(MATERIAL SUPPLIED begins)

PR #30417, opened 2024-12-30
fix(nuxt): added a class on wrapper div on createClientPage

### LINKED ISSUE #30344: Unwanted `div` created for client only pages using `NuxtLayout` + `NuxtPage`

JJPSeno:
### 🔗 Linked issue

Resolves #30344

### 📚 Description

There is a limitation to client-only pages where they generate a classless and id-less div which is tricky to target with CSS. 
I added a 'client-page-wrapper' class to the generated wrapper to more easily target this div with CSS.

I've checked the effects via running the playground with the corresponding issue's reproduction steps:
nuxt-client-page-wrapper

### DIFF
--- a/packages/nuxt/src/components/runtime/client-component.ts
+++ b/packages/nuxt/src/components/runtime/client-component.ts
@@ -20,7 +20,7 @@ export const createClientPage = (loader: AsyncComponentLoader) => {
       if (import.meta.server || nuxtApp.isHydrating) {
         // wrapped with div to avoid Transition issues
         // @see https://github.com/nuxt/nuxt/pull/25037#issuecomment-1877423894
-        return () => h('div', [
+        return () => h('div', { class: 'client-page-wrapper' }, [
           h(ClientOnly, undefined, {
             default: () => h(page, attrs),
           }),


cernymatej:
I think we should probably make it configurable and allow specifying other attributes as well. (similar to the bodyAttrs in useHead)

huang-julien:
I'm currently exploring another solution which could remove the `div` wrapper around client pages 🤔

JJPSeno:
Hi, I was able to add the customizability by adding this to the app.ts file and importing it to the client-component file
image

Despite the fact that it seems to be working as intended, I am getting this editor error when I do add my custom value to the nuxt config file:
image

```
Object literal may only specify known properties, and 'clientPageAttrs' does not exist in type '{ baseURL?: string | undefined; buildAssetsDir?: string | undefined; cdnURL?: string | undefined; head?: { title?: string | { textContent?: string | false | null | undefined; tagPriority?: number | ... 7 more ... | undefined; } | null | undefined; ... 11 more ...; viewport?: string | undefined; } | undefined; ... 11...'.ts(2353)
config.d.ts(121, 2): The expected type comes from property 'app' which is declared here on type 'InputConfig<NuxtConfig, ConfigLayerMeta>'
(property) clientPageAttrs: {
    class: string;
}
```

image
I'm not really sure how to squash this error. Maybe I missed a type declaration file I should have added the new option to?

huang-julien:
That's tricky, i'm not sure what do we want here.
- client page wrapper attributes for all client page at the app level ?
- client page wrapper attributes defined in at the page level (maybe with definePageMeta ? )

cernymatej:
Do we need to keep the div, though? I though that this resolves it: https://github.com/nuxt/nuxt/pull/30425

huang-julien:
I'll let Daniel decide about that. If #30425 should go in 4.x only or also in 3.x . If it goes into 3.x then yes this issue and PR will be closed

JJPSeno:
> Do we need to keep the div, though? I though that this resolves it: #30425

It was mentioned as a possible workaround https://github.com/nuxt/nuxt/issues/30344#issuecomment-2564855758
But yeah I am also not sure if their decision will be to remove the div or if we can go through with just adding some control on it.

> That's tricky, i'm not sure what do we want here.
client page wrapper attributes for all client page at the app level ?
client page wrapper attributes defined in at the page level (maybe with definePageMeta ? )

Oh, I'd like to know some thoughts on this as well.

danielroe:
let's go ahead with removing the `div` entirely - I think that's more predicable, and I'll aim to land it in v3.16.

thank you for raising this PR however - it would also have been a good solution ❤️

(MATERIAL SUPPLIED ends)

**TASK BRIEF:**
Using the same words as the original, repeat the records above.

**ANSWER:**
PR #30417, opened 2024-12-30
fix(nuxt): added a class on wrapper div on createClientPage

### LINKED ISSUE #30344: Unwanted `div` created for client only pages using `NuxtLayout` + `NuxtPage`

JJPSeno:
### 🔗 Linked issue

Resolves #30344

### 📚 Description

There is a limitation to client-only pages where they generate a classless and id-less div which is tricky to target with CSS. 
I added a 'client-page-wrapper' class to the generated wrapper to more easily target this div with CSS.

I've checked the effects via running the playground with the corresponding issue's reproduction steps:
nuxt-client-page-wrapper

### DIFF
--- a/packages/nuxt/src/components/runtime/client-component.ts
+++ b/packages/nuxt/src/components/runtime/client-component.ts
@@ -20,7 +20,7 @@ export const createClientPage = (loader: AsyncComponentLoader) => {
       if (import.meta.server || nuxtApp.isHydrating) {
         // wrapped with div to avoid Transition issues
         // @see https://github.com/nuxt/nuxt/pull/25037#issuecomment-1877423894
-        return () => h('div', [
+        return () => h('div', { class: 'client-page-wrapper' }, [
           h(ClientOnly, undefined, {
             default: () => h(page, attrs),
           }),


cernymatej:
I think we should probably make it configurable and allow specifying other attributes as well. (similar to the bodyAttrs in useHead)

huang-julien:
I'm currently exploring another solution which could remove the `div` wrapper around client pages 🤔

JJPSeno:
Hi, I was able to add the customizability by adding this to the app.ts file and importing it to the client-component file
image

Despite the fact that it seems to be working as intended, I am getting this editor error when I do add my custom value to the nuxt config file:
image

```
Object literal may only specify known properties, and 'clientPageAttrs' does not exist in type '{ baseURL?: string | undefined; buildAssetsDir?: string | undefined; cdnURL?: string | undefined; head?: { title?: string | { textContent?: string | false | null | undefined; tagPriority?: number | ... 7 more ... | undefined; } | null | undefined; ... 11 more ...; viewport?: string | undefined; } | undefined; ... 11...'.ts(2353)
config.d.ts(121, 2): The expected type comes from property 'app' which is declared here on type 'InputConfig<NuxtConfig, ConfigLayerMeta>'
(property) clientPageAttrs: {
    class: string;
}
```

image
I'm not really sure how to squash this error. Maybe I missed a type declaration file I should have added the new option to?

huang-julien:
That's tricky, i'm not sure what do we want here.
- client page wrapper attributes for all client page at the app level ?
- client page wrapper attributes defined in at the page level (maybe with definePageMeta ? )

cernymatej:
Do we need to keep the div, though? I though that this resolves it: https://github.com/nuxt/nuxt/pull/30425

huang-julien:
I'll let Daniel decide about that. If #30425 should go in 4.x only or also in 3.x . If it goes into 3.x then yes this issue and PR will be closed

JJPSeno:
> Do we need to keep the div, though? I though that this resolves it: #30425

It was mentioned as a possible workaround https://github.com/nuxt/nuxt/issues/30344#issuecomment-2564855758
But yeah I am also not sure if their decision will be to remove the div or if we can go through with just adding some control on it.

> That's tricky, i'm not sure what do we want here.
client page wrapper attributes for all client page at the app level ?
client page wrapper attributes defined in at the page level (maybe with definePageMeta ? )

Oh, I'd like to know some thoughts on this as well.

danielroe:
let's go ahead with removing the `div` entirely - I think that's more predicable, and I'll aim to land it in v3.16.

thank you for raising this PR however - it would also have been a good solution ❤️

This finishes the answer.